Двум друзьям стало стыдно, и они, не смотря на плачущего Вовку, присели рядом, уводя взгляд в сторону.
— У меня рупь есть, — после минутного молчания виновато обронил Генка.
— А у меня сорок семь копеек, — торопливо выпалил Юрка, еще не понимая, куда клонит друг своей бешеной суммой.
— Ну и што? — вытирая мокрые глаза рукавом рубахи, безразлично выдохнул рыжий. — А у меня денег нет, — сообщил он с каким-то бахвальством.
— Да я к чему, — затараторил Генка, — в сельмаг ташкентские яблоки завезли, купим полкило и отнесем вместе Сережке в больничку. А что хоть с ним, чем заболел-то?
Рыжий печально вздохнул и обиженным голосом принялся рассказывать:
— Мурзик их, так они котенка зовут, залез на крышу избы, на самый конек, а слезть обратно не может, ну и мяучит там, мяучит. Надоел до чертиков. Вот отец Сережке и говорит, что, мол, сам он не слезет, а будет там орать до Нового года, сними его.
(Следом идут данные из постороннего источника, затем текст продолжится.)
PR #5772, opened 2023-05-06
Allow `SearchContainer` implementations to manually trigger a `Filter` operation

Cootz:
As discussed [here](https://github.com/ppy/osu/discussions/22893#discussioncomment-5790182) this PR adds `SearchContainer.Filter`
#### Usage:
```csharp
public partial class MySearchContainer : SearchContainer
{
    public string MySearchTerm
    {
        get => SearchTerm;
        set
        {
            SearchTerm = value;

            if (!IsPresent)
                Filter();
        }
    }

    //OR

    public void ForceFilter() => Filter();
}
```


bdach:
Context which should be in the OP but isn't:

This is supposed to facilitate the implementation of search box in the mods overlay. The problem is thus: To use `SearchContainer`, you would want to add a `SearchContainer` to each mod column in the overlay. However, mod columns that have all of their mods filtered out will hide themselves to not take up space.

The other part of the problem is that `SearchContainer`'s filter logic needs the search container to be present to run, because it's based on invalidation and `Update()`. The change of the filter term only invalidates the filter, but the only thing that can re-validate the filter is `Update()`.

So if you have a case wherein the search container filters out all children because they don't match the filter, and then have logic that says "if all children of the search container are hidden, then hide an ancestor of the search container", then if you filter out all children and attempt to *un*filter them again, then the column will not unhide, because the filter doesn't run, because it can't as its `Update()` will never be reached.

This is supposed to be a somewhat primitive workaround for this that will allow force-executing the filter instantly on search term change if required. I considered doing this myself, but didn't really want to PR that without exploring better options which never materialised.

Also I'm not sure how accurate the sample in the OP is, because I'm pretty sure it only works if you directly hide the `SearchContainer`, unless you do some weird overriding. If you hide the `SearchContainer`'s parent, then the `IsPresent` flag on the `SearchContainer` *will not* change and so `SearchTerm changes will have no effect.

---

@ppy/team-client interested in thoughts on this

osu.Framework/Graphics/Containers/SearchContainer.cs
```diff
@@ -92,12 +92,15 @@ protected override void Update()
...
+                Filter();
+        }
+
+        protected void Filter()
+        {
+            canBeShownBindables.Clear();
+            performFilter();
+            filterValid.Validate();
+            FilterCompleted?.Invoke();
         }
```
peppy, line 104: I'm not against this change, but I'd prefer the `protected` call

- Had xmldoc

Тогда Сережка полез, взял его, а котенок, наверное, подумал, что он его сбросить хочет, как начал царапаться, ну, Сережка и слетел с крыши. Обе ноги и поломал, вот теперь в больнице лежит. А вы, эх, че там говорить, — уколол он двух друзей.
— Кто старое помянет, тому глаз вон, — не глядя рыжему в глаза, буркнул Юрка.
— Пойду хоть попроведаю, — поднимая бидончик, пролепетал рыжий.
Генка за рукав рубахи задержал его.
— Да не спеши ты, вместе пойдем, сейчас я у Светки рупь займу, яблок купим и пойдем к Сережке, он ведь не только твой одноклассник и наш также.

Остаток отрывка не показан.